Hola, les agradezco pasarse a leer y dejar reviews ¡muchas gracias de verdad!. Y disculpen la demora pero tengo muchas cosa que hacer, y escribir jeje..en fin. Espero lo disfruten!. Saludos y besos.

Capítulo 4. Bajo Observación.

-Es muy feo-dijo con la mirada perdida al horizonte-

-¿El qué?-preguntó su acompañante enarcando las cejas-

-Sentir decepción de sí mismo-

Y fue que el cantar de los grillos se hizo más pronunciado. Las estrellas bailaron al compás del crepúsculo mientras que la luna asomó lentamente su tiesa sonrisa.

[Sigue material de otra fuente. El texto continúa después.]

PR #126, opened 2018-02-13
Create a single queue for all git repo things

taquitos:
the git gem is not meant to be threadsafe
Use a queue


KrauseFx:
is that a mono queue? :trollface:

taquitos:
best queue

PR #127, opened 2018-02-13
Implement ensure blocks for repo actions

taquitos:


shared/models/git_repo.rb
```diff
@@ -166,13 +188,12 @@ def temporary_git_storage
     # Responsible for using the auth token to be able to push/pull changes
     # from git remote
     def setup_auth(repo_auth: self.repo_auth)
+      self.temporary_storage_path = File.join(self.temporary_git_storage, "git-auth-#{SecureRandom.uuid}")
```
taquitos: @KrauseFx want to double check this is ok. Instead returning a path from `setup_auth` I'm setting it as a temporary instance variable, this way I can reference the variable in an `ensure_block`

taquitos: I prefer to not use attributes for this sort of thing, but in order to use ensure blocks, I had to know where to get the value of the variable before executing the block, so referencing an attribute works.

PR #133, opened 2018-02-14
ProjectService setup.

minuscorp:
So this PR tries to cover the following objectives:

- Generalize the `JSONDataSource` using a mixin that can be included by any `SomeModelJSONDataSource`.

- Using this pattern, all models that have a `JSONDataSource`, should include the mixin.

- At the end of this, we can achieve that `ProjectService` is created, using `ProjectJSONDataSource`. 

I have some questions regarding how this can be achieved but we can break this in little pieces so it’s easier to work on.

### DIFF
--- a/features/project/views/project.erb
+++ b/features/project/views/project.erb
@@ -40,7 +40,7 @@
               <% end %>
             </td>
             <td style="text-align: center;"><%= build.number %></td>
-            <td><%= build.timestamp %></td>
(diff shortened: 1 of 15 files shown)


minuscorp:
There's some issue with CLA @KrauseFx ... But after this is solved I think this is good to go into review! @taquitos 🚀

KrauseFx:
Don't worry about the CLA, you signed it, and I'm the co-author (one commit of mine is included), so we're all good

PR #138, opened 2018-02-15
Convert DateTime to seconds_since_epoch and back.

### LINKED ISSUE #110: build JSON file, use timestamp in seconds since 1970 instead of full date format
In the `[build_number].json` it seems like currently we store `"2018-01-30 16:24:23 -0500"` for time stamps, however I think we should use `1516639255` instead 👍

minuscorp:
Closes #110

### DIFF
--- a/services/data_sources/json_build_data_source.rb
+++ b/services/data_sources/json_build_data_source.rb
@@ -8,6 +8,20 @@ module FastlaneCI
   # Mixin the JSONConvertible class for Build
   class Build
     include FastlaneCI::JSONConvertible
+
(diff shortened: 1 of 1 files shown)


minuscorp:
I couldn't make a local build yet :(

minuscorp:
As far as I can get, the first build (I don't know why) it's always set with the old timestamp format. The following builds are written correctly using the desired format. I don't know if somewhere on the code the first build is hard-coded with a custom hash that does not use `JSONConvertible` but I couldn't find it.

PR #139, opened 2018-02-15
[WIP] fastlane integration

KrauseFx:
Early work in progress, this PR will contain the communication between `fastlane.ci` and good old [fastlane](https://fastlane.tools).

The idea is to use the custom UI layer, that was introduced a [few years ago](https://github.com/fastlane-old/fastlane_core/pull/53), to think ahead for this exact scenario, future much?

Open tasks
- [x] Connect the Ruby classes
- [ ] Verify it works with plugins
- [ ] Platform support, how do we store and pass the platform
- [ ] Plan and build architecture on how to render output to the user (more info https://github.com/fastlane/ci/issues/147)

Fixes https://github.com/fastlane/ci/issues/24
Depends on https://github.com/fastlane/fastlane/pull/11857


minuscorp:
What if, idea is coming, we generalize the output so (using a mixin) (sorry I come from the iOS world and I love protocol oriented programming) there's no need for a *file_path* so there is a simple pipe out of strings with some metadata (defined by an interface or other mixin so we can't mess up with the attributes or the methods) so that output might be a terminal, a YML file, a JSON, an HTML... Don't know if you see where I'm going😜. I can help on this is you want during the coming week, as I have finished what I had on queue!

KrauseFx:
Great idea. I figured we kind of have that with https://github.com/fastlane/ci/pull/139/files#diff-d98d72f5d471fb004eb4477c06539ba2R12 also, and have the log file as an extra. What do you think? 

The block would get a real-time call on every new line

minuscorp:
My main concern was that there's a `file_path` dependency. So it kind of reflects a file dependency, which I think that it wouldn't be required always (I'm thinking of, for example, a socket output, or a redis, mongodb, etc storages) so the pipe is just a output of some data (I.e., a string or an HTML, etc) to a source.
For example:
1) data log string comes in
2) HTML transformer generates the data from 1)
3) the _outputter_ takes the HTML data and pushes it to a S3 instance.
(Just take it as an example, but the design into one source, one transformer and one storer would be super nice in order to adapt to future requirements or different needs that'd come in the future).

KrauseFx:
Great point, will refactor to account for any kind of "output" 👍 Thanks @minuscorp

Issue #84, opened 2018-01-30
general Xcode/tool problems affecting the whole server


taquitos:
If there are Xcode or other tool issues that are impacting the server as a whole, we need to figure out the best way to notify people
- [x] Dashboard banner?
- [x] Pager-duty?
- [x] Github Issue creation?
- [x] Attempt to fix common problems (xcode-install)?

KrauseFx:
I think email would probably the most generic, most common one we could start with. And then we can go from there. And agreed, the first integration (e.g. email) should already be built in a way to allow developers to hook in their own systems, maybe just allowing running a shell script in the beginning

taquitos:
I was even thinking, just for a MVP of this issue, persisting the notifications somewhere and getting a dashboard banner that you can acknowledge/dismiss

KrauseFx:
Yeah, that's a great idea 👍 Sending emails is still a pain nowadays, so your approach might be the best one to get started with

PR #142, opened 2018-02-15
#84 Notifications Dashboard.

AndrewMcBurney:
The following is a PR for issue https://github.com/fastlane/ci/issues/84.

### Notification Structure

Notifications have the following attributes:

| Attribute    | Type     | Description                                                                         |
| :---         | :---     | :---                                                                                |
| `id`         | `String` | primary key for the notification                                                    |
| `priority`   | `String` | notification priority (i.e., `LOW`, `MEDIUM`, `HIGH`)                               |
| `type`       | `String` | the type of the notification                                                    |
| `name`       | `String` | name for the notification                                                    |
| `message`    | `String` | notification message body                                                           |
| `created_at` | `String` | a timestamp cast as ``String`` pertaining to when the notification was created      |
| `updated_at` | `String` | a timestamp cast as ``String`` pertaining to when the notification was last updated |

### Usage
_Assuming the requests are authenticated._

**Creating a notification**
```bash
curl -d '{"priority":"HIGH", "name":"Build failure on host 127.0.0.1", "message": "ERROR: A build failure occured due to:\n- not enough emojis 🚀🚀🚀"}' -H "Content-Type: application/json" -X POST http://localhost:8080/notifications/create
```

**Updating a notification**
```bash
curl -d '{"id":"test_id", "priority":"LOW", "name":"Build failure on host 127.0.0.1", "message": "WARNING: Build at risk of failing due to:\n- not enough emojis 🚀🚀🚀"}' -H "Content-Type: application/json" -X POST http://localhost:8080/notifications/update
```

### Dashboard

screen shot 2018-02-25 at 3 26 14 pm

> A user may delete notifications from the notifications dashboard UI

### Enhancements

1) Add a way to delete notifications without modifying the JSON file manually
- [x] `POST` action to delete notification by `name` (i.e., the primary key to uniquely specify the notification)

2) UI love :heart:
- [x] Better formatting of notifications table
- [x] Add button on UI to delete notification


services/data_sources/json_notification_data_source.rb
```diff
@@ -0,0 +1,137 @@
...
+    # @return [String]
+    def notifications_file_path(path: "notifications.json")
+      File.join(json_folder_path, path)
+    end
+
+    # Reloads the notifications from the data source
+    #
+    # @return [nil]
+    def reload_notifications
+      JSONNOtificationDataSource.file_semaphore.synchronize do
```
KrauseFx: `JSONNO` should be `JSONNo`

shared/models/notification.rb
```diff
@@ -0,0 +1,69 @@
...
+    # A way to uniquely specify a notification
+    #
+    # @return [String]
+    attr_accessor :primary_key
+
+    # Instantiates a new `Notification` model object
+    #
+    # @param  [String] id
+    # @param  [String] priority
+    # @param  [String] name
```
KrauseFx: Could a message be user specific also? I could imagine things like:
- Invalid scope for your GitHub user account
- [Maybe] a build you triggered has failed
Maybe there is more in the future?

spec/services/notification_service_spec.rb
```diff
@@ -0,0 +1,131 @@
...
+    }
+  end
+end
+
+require "ripper"
+
+# Monkey patch to fix issue with HEREDOC in rspec for Ruby 2.3
+#
+# https://github.com/rspec/rspec-core/issues/2163#issuecomment-193657248
+Ripper::Lexer.class_eval do
```
AndrewMcBurney: I can use the `<<-` version of the HEREDOC if you'd prefer I don't monkey patch in the test suite too. Please let me know if you want me to make changes.

shared/models/notification.rb
AndrewMcBurney: I was thinking of associating notifications to users by persisting the user `email` in `notifications.json`. That way the `email` attribute acts as a foreign key. Does this sound like an okay approach, @taquitos. Felix said you wrote the user-specific logic, so I wanted to run the idea by you.

I saw `email.downcase` was used for comparisons when determining if a user already exists - so it acts as a primary key for the `User` model.

snatchev:
This is pretty sweet! I just wanted to raise up the advantage of using a slightly different file encoding for the notifications JSON file. The problem with have a single JSON Array object in a file is that only one process may add records and it must replace the entire contents every time it does so. Another simple alternative would be to have each JSON record be newline-delimited such as these examples https://en.wikipedia.org/wiki/JSON_streaming

The benefit is that multiple process can do appending operations to file without having to replace the entire contents.

KrauseFx:
> I also wonder if it makes sense to introduce a dependency on sqlite if we are going to be creating any kind of persistent data storage.

We already use a file-based persistence layer currently, which could potentially be replaced by a database. I haven't had a chance to review this particular PR, but I'd think it stores the notification in the same git repo where we store the build information, project metadata, etc.

minuscorp:
I think you'd benefit of the proposal https://github.com/fastlane/TaskQueue/issues/3, where you'll have actual feedback from your tasks, whether they finished correctly or not. And maybe, this requests should have REST representation. We haven't thought of adding a `API` to the application, so js and other async processes can use it.

taquitos:
Heyo @AndrewMcBurney, how is this PR going? Anything more you need before we can :shipit:? Is it ready for review?

AndrewMcBurney:
@taquitos I think we're good for review once I make one minor fix. I'll do that now and let you know once it's 💯

features/notifications/notifications_controller.rb
```diff
@@ -0,0 +1,91 @@
...
+module FastlaneCI
+  # CRUD controller for handling and displaying notifications to user
+  class NotificationsController < AuthenticatedControllerBase
+    HOME = "/notifications"
+
+    # Instantiates a new `Notification Controller` with a task queue to process
+    # requests
+    #
+    # @param  [Sinatra::Base] app
+    # @return [nil]
```
taquitos: we probably don't need all these `@return [nil]`, unless there is something that is enabled by having it here.

features/notifications/notifications_controller.rb
```diff
@@ -0,0 +1,91 @@
...
+    def initialize(app = nil)
+      @task_queue = TaskQueue::TaskQueue.new(name: "notifications")
```
taquitos: I know we're not super consistent on this, but maybe we should standardize the order in which we call `super()`
Generally speaking, I would opt for calling `super()` before changing any state in the current initializer.

services/data_sources/json_notification_data_source.rb
```diff
@@ -0,0 +1,162 @@
...
+        git_repo.commit_changes!
+      end
+    end
+
+    # Returns `true` if the notification exists in the in-memory notifications object
+    #
+    # @param  [String] name
+    # @return [Boolean]
+    def notification_exist?(name: nil)
+      notification = @notifications.select { |n| n.primary_key == Notification.make_primary_key(name) }.first
```
taquitos: we might need to synchronize on this too, depending on the behavior of `.select`, I know `@notifications` could be updated while this is iterating.

services/data_sources/json_notification_data_source.rb
```diff
@@ -0,0 +1,162 @@
...
+    # the notification exists
+    #
+    # @param  [Notification] notification
+    # @return [nil]
+    def update_notification!(notification: nil)
+      notification.updated_at = Time.now
+      notification_index = nil
+      existing_notification = nil
+
+      @notifications.each.with_index do |old_notification, index|
```
taquitos: same here re: synchronization, what do you think?

services/notification_service.rb
```diff
@@ -0,0 +1,65 @@
...
+    # @return [nil]
+    def update_notification!(notification: nil)
+      notification_data_source.update_notification!(notification: notification)
+    end
+
+    # Deletes a notification if the 'primary key' exists
+    #
+    # @param  [String] name
+    # @return [nil]
+    def delete_notification!(name: nil)
```
taquitos: Shouldn't this be using the `id` instead of `name`? (`so we're not open to ID guessing attacks`)

shared/models/notification.rb
taquitos: Yeah, that's good for determining if a user already exists, compare all the emails they want to use.
But, for comparing anywhere else, we should use the `id` as the foreign key.

shared/models/notification.rb
```diff
@@ -0,0 +1,70 @@
...
+      self.name = name
+      self.message = message
+      self.created_at = created_at || Time.now.to_s
+      self.updated_at = updated_at || Time.now.to_s
+    end
+
+    # A way to uniquely specify a notification
+    #
+    # @return [String]
+    def primary_key
```
taquitos: This is interesting. Instead of `make_primary_key` maybe we need to define a contract for notifications. As in, if you wish to send a notification that should be deduplicated, you need to figure out how to scope it so that we can apply deduplication logic to it.

I say this because I'm scared that we're hiding the logic of how a primary key works behind the `name` variable. If you create two notifications named the same thing, they are seen as the same, but they might not be.

Instead, I'd rather register my own primary-key generator with the notification system for each module I build, `iff` I need deduplication.

Also, I think notifications should have types.
`acknowledgement_required` and `disappearing` (like a Toast in android)

And then, because of this they should also have `acknowledged` state, so that if we have deduplication logic, it will only dedupe records that are still `acknowledged? == false`, that way if we do have a reoccurring notification, it will continue to notify when the user dismisses the notification.

Does this make sense?

Also, I think it would really help to make `use cases` around how we expect to use notifications so we can explore the situations we want to support 😄

taquitos: BTW, I'm happy to work on those use cases, it might be good experience for you to flesh them out, just let me know  what you want to do 🚀

spec/fixtures/files/notifications.json
```diff
@@ -0,0 +1,2 @@
+[
```
taquitos: best fixture

features/notifications/notifications_controller.rb
```diff
@@ -0,0 +1,91 @@
...
+      super(app)
+    end
+
+    # Renders the notifications dashboard, displaying a table of all notifications
+    #
+    # @return [nil]
+    get HOME do
+      notifications = Services.notification_service.notification_data_source.notifications
```
taquitos: We can see all the notifications here, maybe we should scope them by user

spec/services/notification_service_spec.rb
```diff
@@ -0,0 +1,152 @@
...
+
+      it "writes to the `notifications.json` file" do
+        File.should_receive(:write)
+        notification_service.update_notification!(notification: notification)
+      end
+    end
+  end
+
+  def json_notification_string
+    <<~JSON
```
taquitos: I think this should go in a fixture file

spec/services/notification_service_spec.rb
taquitos: This comment: https://github.com/rspec/rspec-core/issues/2163#issuecomment-214955288
says you might be able to do something like:
```
str = <<~SQUIGGLY.strip
  Your String
SQUIGGLY
```
if it works, I'd prefer that over the monkey patch. If it doesn't work, then I think keeping the monkey patch is ok.

spec/stub_helpers.rb
```diff
@@ -4,6 +4,8 @@ module StubHelpers
   include HelperFunctions
 
   def stub_git_repos
+    # TODO: refactor GitRepo so that initialize is non-blocking if repo isn't valid
```
taquitos: I think you can remove this comment and turn it into a github issue 🚀

features/notifications/notifications_controller.rb
```diff
@@ -0,0 +1,91 @@
...
+      redirect HOME
+    end
+
+    private
+
+    # Adds a block of code to the notifications task queue
+    #
+    # @param  [Proc] block
+    # @return [nil]
+    def add_to_task_queue(&block)
```
taquitos: ❤️

services/data_sources/json_notification_data_source.rb
```diff
@@ -0,0 +1,162 @@
...
+  # Data source for notifications backed by JSON
+  class JSONNotificationDataSource < NotificationDataSource
+    include FastlaneCI::JSONDataSource
+    include FastlaneCI::Logging
+
+    class << self
+      attr_accessor :file_semaphore
+    end
+
+    # Can't have us reading and writing to a file at the same time
```
taquitos: best comment

services/data_sources/json_notification_data_source.rb
```diff
@@ -0,0 +1,162 @@
...
+    # @return [nil]
+    def delete_notification!(name: nil)
+      primary_key = Notification.make_primary_key(name)
+      self.notifications = @notifications.delete_if { |notification| notification.primary_key == primary_key }
+    end
+
+    private
+
+    # @return [FastlaneCI::GitRepo]
+    attr_accessor :git_repo
```
taquitos: let's move the `attr_accessor` declarations up to the top

minuscorp:
What about the `commit_changes` method, whose reasonability is it? The service or the data source? I bring it here but it is widely used throughout the app

services/data_sources/json_notification_data_source.rb
```diff
@@ -0,0 +1,162 @@
...
+
+        return JSON.parse(File.read(path)).map(&Notification.method(:from_json!))
+      end
+    end
+
+    # Writes the notifications array to the git repo as JSON and commit them as
+    # the CI user
+    #
+    # @param  [Array[Notification]] notifications
+    def notifications=(notifications)
```
snatchev: Small API nitpick: As an API consumer of this class, I would be surprised that calling a setter method results in an IO operation. I would suggest an alternative of having a `persist_notifications` (or something like that) private method that can be called at the end of methods such as `update_notification!`. I would feel more idiomatic ruby to have `notification` getter and setter operate on the `@notification` instance variable. Just a suggestion, tho!

services/data_sources/json_notification_data_source.rb
```diff
@@ -0,0 +1,162 @@
...
+      end
+    end
+
+    # Returns `true` if the notification exists in the in-memory notifications object
+    #
+    # @param  [String] id
+    # @return [Boolean]
+    def notification_exist?(id: nil)
+      JSONNotificationDataSource.file_semaphore.synchronize do
+        existing_notification = @notifications.select { |notification| notification.id == id }.first
```
snatchev: This can be re-written using `@notifications.any?` instead of `select`+`first`+`nil?`

services/data_sources/json_notification_data_source.rb
```diff
@@ -0,0 +1,162 @@
...
+            notification_index = index
+            existing_notification = old_notification
+            break
+          end
+        end
+      end
+
+      if existing_notification.nil?
+        error_message = "Couldn't update notification #{notification.name} because it doesn't exist"
+        logger.debug(error_message)
```
snatchev: looks like a perfect case for `logger.error` :)

services/data_sources/json_notification_data_source.rb
```diff
@@ -0,0 +1,162 @@
...
+
+      JSONNotificationDataSource.file_semaphore.synchronize do
+        @notifications.each.with_index do |old_notification, index|
+          if old_notification.id == notification.id
+            notification_index = index
+            existing_notification = old_notification
+            break
+          end
+        end
+      end
```
snatchev: Not clear why this semaphore exists here. It doesn't look like it's wrapping any IO

services/data_sources/json_notification_data_source.rb
taquitos: This is a great point. We might want to consider putting together a best practices guide for this sort of thing because I've actually run into it a couple of times.

services/data_sources/json_notification_data_source.rb
```diff
@@ -0,0 +1,162 @@
...
+      if existing_notification.nil?
+        error_message = "Couldn't update notification #{notification.name} because it doesn't exist"
+        logger.debug(error_message)
+        raise error_message
+      else
+        @notifications[notification_index] = notification
+        self.notifications = @notifications
+        logger.debug("Updating notification #{existing_notification.name}, writing out notifications.json to #{notifications_file_path}")
+      end
+    end
```
snatchev: I think this method is a little hard to read. I have a _personal_ aversion to conditionals and temporary variables :) so this is more of a suggestion. I think it can be distilled into something like this:

```ruby
# guard against a non-operation
unless @notifications.any?{|n| n.id == notification.id}
  raise "Couldn't update notification #{notification.name} because it doesn't exist"
end

JSONNotificationDataSource.file_semaphore.synchronize do
  @notifications.map! do |old|
    if old.id == notification.id
      notification
    else
      old
    end
  end
  # todo: persist @notifications here
end
```

services/data_sources/json_notification_data_source.rb
AndrewMcBurney: Ahh, yeah. I tried to keep it consistent with the code we currently have in the `json_project_data_source.rb` [1](https://github.com/fastlane/ci/blob/master/services/config_data_sources/json_project_data_source.rb#L84-L94), [2](https://github.com/fastlane/ci/blob/master/services/config_data_sources/json_project_data_source.rb#L116-L120).

That being said, I am a fan of the private `persist_notifications` method you're suggesting. I agree it feels more like idiomatic ruby.

There's a lot of shared logic in both the `json_project_data_source.rb` and `json_notification_data_source.rb`, so I think it might also be beneficial to abstract the shared logic in both of those classes to an abstract base class. However, the thing keeping me from making those changes is that it might be a premature abstraction, or might be suited for another PR.

Thoughts?

services/data_sources/json_notification_data_source.rb
AndrewMcBurney: Ah good call 👍

services/data_sources/json_notification_data_source.rb
```diff
@@ -0,0 +1,162 @@
...
+    # @param  [String] path
+    # @return [String]
+    def notifications_file_path(path: "notifications.json")
+      git_repo.file_path("notifications.json")
+    end
+
+    # Reloads the notifications from the data source
+    def reload_notifications
+      JSONNotificationDataSource.file_semaphore.synchronize do
+        @notifications = []
```
snatchev: this looks un-necessary

services/data_sources/json_notification_data_source.rb
AndrewMcBurney: Again, I was trying to keep consistency with the [`json_project_data_source`](https://github.com/fastlane/ci/blob/master/services/config_data_sources/json_project_data_source.rb#L176-L184) implementation.

If you'd like, I could change it in both locations.

snatchev: @AndrewMcBurney Thanks for pointing that out. A very valid reason! My vote would be to keep consistency.

services/data_sources/json_notification_data_source.rb
AndrewMcBurney: Oops, that was my bad 😳

features/notifications/notifications_controller.rb
```diff
@@ -0,0 +1,83 @@
...
+  class NotificationsController < AuthenticatedControllerBase
+    HOME = "/notifications"
+
+    # Instantiates a new `Notification Controller` with a task queue to process
+    # requests
+    #
+    # @param  [Sinatra::Base] app
+    def initialize(app = nil)
+      super(app)
+      @task_queue = TaskQueue::TaskQueue.new(name: "notifications")
```
taquitos: Let's push this down one level into a service. I think it's possible that `@task_queue` could be garbage collected due to the lifecycle of `Sinatra::Base`
Generally speaking, we shouldn't be using `TaskQueue` in these controllers because of that. Also, any time we want a task queue in a controller, it might be a sign that we actually just want to call some async api on a server 😄

features/notifications/notifications_controller.rb
```diff
@@ -0,0 +1,83 @@
...
+      user_notifications = notifications.select { |notification| notification.user_id == user.id }
+      locals = { notifications: user_notifications, title: "Notifications" }
+      erb(:dashboard, locals: locals, layout: FastlaneCI.default_layout)
+    end
+
+    # Creates a new notification
+    post "#{HOME}/create" do
+      add_to_task_queue do
+        payload = notification_params(request)
+        Services.notification_service.create_notification!(payload)
```
taquitos: Yeah, like here, I think we actually want ` Services.notification_service.create_notification!` to handle the async dispatching

services/data_sources/json_notification_data_source.rb
```diff
@@ -0,0 +1,159 @@
...
+    # @param  [Any] params
+    def after_creation(**params)
+      if params.nil?
+        raise "Either user or a provider credential is mandatory."
+      else
+        if !params[:user] && !params[:provider_credential]
+          raise "Either user or a provider credential is mandatory."
+        else
+          params[:provider_credential] ||= params[:user].provider_credential(type: ProviderCredential::PROVIDER_CREDENTIAL_TYPES[:github])
+          @git_repo = FastlaneCI::GitRepo.new(git_config: self.json_folder_path, provider_credential: params[:provider_credential])
```
taquitos: Thinking about this, I don't think we even want to store this in git.
Here's why, I'm going through the use cases of why we would want persisted notifications:
1. Server restarts
1. User doesn't acknowledge notifications and logs out

So that's great, we just need persistence to handle these cases. The reasons why we want to store it in git?
1. Server crashes and we want to replace it

We haven't really discussed all the places where we want notifications, but the most common ones I can think of:
1. something wrong with tooling (Xcode, whatever)
1. Bot's access to git is messed up
1. Build failed
1. Yey, something good happened (success message)

All of these are either specific to the build machine or, will be triggered again in the future so a new notification will be created. 

So, tldr; I don't think there is any utility in storing our notifications in git. We should just keep it locally somewhere and be ok with losing the notifications.

KrauseFx: 👍 Especially for the MVP, this should be good enough

services/data_sources/json_notification_data_source.rb
taquitos: I would put that in another PR, and keep the focus of this one 💯

services/data_sources/json_user_data_source.rb
```diff
@@ -100,12 +100,7 @@ def login(email: nil, password: nil)
 
     # just check to see if we have a user with that email...
     def user_exist?(email: nil)
-      user = self.users.select { |existing_user| existing_user.email.casecmp(email.downcase).zero? }.first
-      if user.nil?
-        return false
-      else
-        return true
-      end
+      return self.users.any? { |existing_user| existing_user.email.casecmp(email.downcase).zero? }
```
taquitos: much nicer looking here :)

shared/models/notification.rb
```diff
@@ -0,0 +1,66 @@
...
+  class Notification
+    # Is a UDID so we're not open to ID guessing attacks
+    #
+    # @return [String]
+    attr_accessor :id
+
+    # The relative priority of a notification
+    #
+    # @return [String]
+    attr_accessor :priority
```
taquitos: Maybe we should define priorities using an enum, kinda like:
```ruby
PRIORITIES = {
      urgent: "urgent",
      normal: "normal",
      success: "success"
    }
```
Would we want any other priorities?
I can see `urgent` being used for stuff that must be fixed (and could potentially page people)
vs `normal` which is like `this build failed`, and `success` which is reserved for success messages.

shared/models/git_repo.rb
```diff
@@ -223,7 +223,13 @@ def setup_auth(repo_auth: self.repo_auth)
       self.temporary_storage_path = File.join(self.temporary_git_storage, "git-auth-#{SecureRandom.uuid}")
       # More details: https://git-scm.com/book/en/v2/Git-Tools-Credential-Storage
       local_repo_path = self.git_config.local_repo_path
-      FileUtils.mkdir_p(local_repo_path) unless File.directory?(local_repo_path)
+
+      # Creates the `local_repo_path` directory and `notifications/` directory
+      # if they do not exist
+      unless File.directory?(local_repo_path)
+        FileUtils.mkdir_p(local_repo_path)
+        FileUtils.mkdir_p(File.join(local_repo_path, "notifications"))
```
taquitos: I don't know if `notifications` should go here, that directory is totally separate from any `git_repo`, right?

AndrewMcBurney: Ahh, yep! The `local_repo_path` is `~/fastlane/ci/`. So the notifications would be stored in `~/fastlane/ci/notifications`, separate from the configuration repo. 🙂

AndrewMcBurney: Oh shoot, I just lied. I want the `@containing_path` 😳

services/services.rb
```diff
@@ -67,6 +67,15 @@ def self.user_service
       )
     end
 
+    # Start up a UserService from our JSONUserDataSource
+    def self.notification_service
+      @_notification_service ||= FastlaneCI::NotificationService.new(
+        notification_data_source: JSONNotificationDataSource.create(
+          File.expand_path("..", ci_config_git_repo_path)
```
taquitos: In the future, I think we should create like a `ci_data_home_path` which so we don't need to use `File.expand_path("..", ci_config_git_repo_path)`
but not now, just in the future :)

launch.rb
```diff
@@ -16,6 +16,7 @@ def self.take_off
       verify_system_requirements
       load_dot_env
       verify_env_variables
+      write_configuration_directories
```
taquitos: 💯

PR #151, opened 2018-02-20
Create, update, delete and read Projects.

minuscorp:
How do we handle the ci-config repo changes? (discussion here?)

- [x] Refactor endpoints to be wherever they must be.

- [ ] Provide an API to delete existing projects (and their already done builds?).

> To make it open, we think we're going to do the following: there're two ways of deleting a project, 1) virtually, the project gets disabled (or another param) and all its build data is preserved. 2) physically, the project gets deleted from the data source and all build data and artifacts are deleted.

- [x] Provide an API to commit and push changes on the `ci-config` repo easily.

> Whose responsibility should be the operations over the `ci-config` repo? the data source? the service?

PR #153, opened 2018-02-21
Changed `project_controller.rb` to use named parameters over `*`.

AndrewMcBurney:
Uses named parameters instead of `*` glob.


minuscorp:
As I have refactored the whole controller, would you mind to commit on my PR (can you do that?) or I just use your changes on my PR #151

AndrewMcBurney:
@minuscorp - sounds good, I'll create a PR to your branch with the changes 🙂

-¿Por qué tan sentimental Canuto?-con calma tiró el cigarrillo al lodo en el suelo y le pisó de un movimiento imperioso. Se giró medianamente para que la luz de la luna le permitiera ver el vago reflejo de su amigo-

-Nunca me han gustado tus afiches Lunático-amplió la sonrisa sarcástica mostrando los dientes e hizo lo propio con su cigarrillo-

-No ignores mi pregunta-

Sirius Black se encogió en hombros, miró al cielo por enésima vez y se perdió en la penumbrosa entrada de su nuevo hogar. Remus Lupin le siguió. La sala de estar, estaba apenas alumbrada a vela, los sillones tenían un brillo acusando al polvo, las paredes manchas de moho y grietas adornadas por raíces. Lupin suspiró al ver aquello. Era cierto que requería extenso trabajo, si fuere hacerse sólo con las manos pero conociendo a Sirius eso estaría bien antes de entrada la madrugada con un movimiento de la varita.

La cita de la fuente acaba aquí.